Go through the data below. Pull out every line that has the word "ThinStringTag".

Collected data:
-- Opening Marker --
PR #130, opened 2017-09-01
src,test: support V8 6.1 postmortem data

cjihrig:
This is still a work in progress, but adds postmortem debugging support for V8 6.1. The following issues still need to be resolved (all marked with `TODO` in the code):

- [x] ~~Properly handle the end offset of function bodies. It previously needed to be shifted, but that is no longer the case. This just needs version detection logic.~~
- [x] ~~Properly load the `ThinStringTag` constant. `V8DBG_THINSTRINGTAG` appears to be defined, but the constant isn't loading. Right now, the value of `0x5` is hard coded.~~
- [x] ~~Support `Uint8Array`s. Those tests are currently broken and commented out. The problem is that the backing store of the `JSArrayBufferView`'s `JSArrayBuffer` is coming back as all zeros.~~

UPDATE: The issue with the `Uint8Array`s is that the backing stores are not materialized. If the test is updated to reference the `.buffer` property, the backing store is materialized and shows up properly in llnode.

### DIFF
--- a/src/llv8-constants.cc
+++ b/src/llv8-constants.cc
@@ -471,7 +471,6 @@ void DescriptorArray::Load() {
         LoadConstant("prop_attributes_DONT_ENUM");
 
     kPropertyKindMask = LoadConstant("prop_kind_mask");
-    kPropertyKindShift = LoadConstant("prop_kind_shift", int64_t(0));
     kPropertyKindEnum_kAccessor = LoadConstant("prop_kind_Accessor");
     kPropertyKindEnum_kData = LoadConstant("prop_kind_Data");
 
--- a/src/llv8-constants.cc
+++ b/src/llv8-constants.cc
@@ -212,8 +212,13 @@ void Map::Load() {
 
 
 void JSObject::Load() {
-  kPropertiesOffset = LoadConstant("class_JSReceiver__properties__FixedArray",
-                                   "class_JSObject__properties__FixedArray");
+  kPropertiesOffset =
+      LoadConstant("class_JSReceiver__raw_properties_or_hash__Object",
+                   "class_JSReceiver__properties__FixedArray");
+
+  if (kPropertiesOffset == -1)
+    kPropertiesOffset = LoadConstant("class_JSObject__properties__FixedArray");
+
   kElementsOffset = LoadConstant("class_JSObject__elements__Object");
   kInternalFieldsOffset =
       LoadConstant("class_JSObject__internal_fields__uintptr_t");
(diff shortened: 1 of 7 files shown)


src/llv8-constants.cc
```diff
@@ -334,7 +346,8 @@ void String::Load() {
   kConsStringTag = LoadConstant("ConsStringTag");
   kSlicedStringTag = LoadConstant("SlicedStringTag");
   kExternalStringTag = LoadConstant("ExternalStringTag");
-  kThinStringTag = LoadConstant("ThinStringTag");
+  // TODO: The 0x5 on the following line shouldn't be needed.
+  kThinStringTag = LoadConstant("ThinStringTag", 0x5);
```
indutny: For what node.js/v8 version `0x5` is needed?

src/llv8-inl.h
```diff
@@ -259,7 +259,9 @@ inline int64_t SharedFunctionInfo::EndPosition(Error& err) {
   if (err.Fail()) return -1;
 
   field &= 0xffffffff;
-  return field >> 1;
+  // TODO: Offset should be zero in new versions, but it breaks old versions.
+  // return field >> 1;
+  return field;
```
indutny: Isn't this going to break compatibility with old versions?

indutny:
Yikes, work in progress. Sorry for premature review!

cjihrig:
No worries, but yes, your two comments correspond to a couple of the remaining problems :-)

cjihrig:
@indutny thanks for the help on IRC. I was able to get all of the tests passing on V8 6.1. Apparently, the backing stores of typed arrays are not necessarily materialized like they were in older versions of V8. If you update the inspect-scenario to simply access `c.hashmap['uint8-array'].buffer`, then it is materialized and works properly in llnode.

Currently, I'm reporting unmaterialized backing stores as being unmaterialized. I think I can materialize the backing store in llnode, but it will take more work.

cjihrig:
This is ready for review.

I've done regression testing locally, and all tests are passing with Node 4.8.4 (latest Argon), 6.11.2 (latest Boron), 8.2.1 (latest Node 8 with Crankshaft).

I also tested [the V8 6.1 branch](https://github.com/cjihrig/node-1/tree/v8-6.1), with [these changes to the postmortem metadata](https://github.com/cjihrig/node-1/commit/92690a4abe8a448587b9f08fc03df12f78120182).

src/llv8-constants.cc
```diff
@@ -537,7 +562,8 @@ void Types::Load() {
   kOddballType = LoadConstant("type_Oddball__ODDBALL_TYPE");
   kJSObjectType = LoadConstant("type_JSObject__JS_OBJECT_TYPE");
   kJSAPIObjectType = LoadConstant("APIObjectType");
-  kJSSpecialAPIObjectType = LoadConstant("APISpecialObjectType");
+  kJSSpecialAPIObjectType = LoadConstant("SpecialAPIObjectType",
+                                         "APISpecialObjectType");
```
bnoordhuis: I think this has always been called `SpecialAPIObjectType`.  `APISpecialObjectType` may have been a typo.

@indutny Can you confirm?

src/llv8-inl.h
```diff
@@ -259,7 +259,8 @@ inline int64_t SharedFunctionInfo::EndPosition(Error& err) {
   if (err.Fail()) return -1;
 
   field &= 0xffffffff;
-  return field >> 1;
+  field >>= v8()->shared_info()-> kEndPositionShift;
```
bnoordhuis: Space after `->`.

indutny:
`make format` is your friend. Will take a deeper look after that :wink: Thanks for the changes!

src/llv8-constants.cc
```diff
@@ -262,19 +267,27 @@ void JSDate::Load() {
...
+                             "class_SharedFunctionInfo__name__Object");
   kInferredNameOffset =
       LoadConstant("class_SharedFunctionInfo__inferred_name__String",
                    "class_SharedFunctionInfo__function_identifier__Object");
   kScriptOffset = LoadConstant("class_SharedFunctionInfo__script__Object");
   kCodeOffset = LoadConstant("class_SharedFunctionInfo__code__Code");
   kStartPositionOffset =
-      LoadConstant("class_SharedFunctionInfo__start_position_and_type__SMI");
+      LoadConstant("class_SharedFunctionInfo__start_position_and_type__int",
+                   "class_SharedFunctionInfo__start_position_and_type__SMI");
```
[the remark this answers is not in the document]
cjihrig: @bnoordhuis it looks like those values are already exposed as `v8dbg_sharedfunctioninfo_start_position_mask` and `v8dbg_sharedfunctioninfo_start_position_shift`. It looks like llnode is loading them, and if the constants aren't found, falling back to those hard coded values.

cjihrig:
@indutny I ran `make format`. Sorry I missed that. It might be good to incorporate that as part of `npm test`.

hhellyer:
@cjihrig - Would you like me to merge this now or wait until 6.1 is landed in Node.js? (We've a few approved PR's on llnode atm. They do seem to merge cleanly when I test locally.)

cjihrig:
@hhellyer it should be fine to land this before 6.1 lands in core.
-- Closing Marker --
▶ [YOUR RESPONSE]
- [x] ~~Properly load the `ThinStringTag` constant. `V8DBG_THINSTRINGTAG` appears to be defined, but the constant isn't loading. Right now, the value of `0x5` is hard coded.~~
-  kThinStringTag = LoadConstant("ThinStringTag");
+  kThinStringTag = LoadConstant("ThinStringTag", 0x5);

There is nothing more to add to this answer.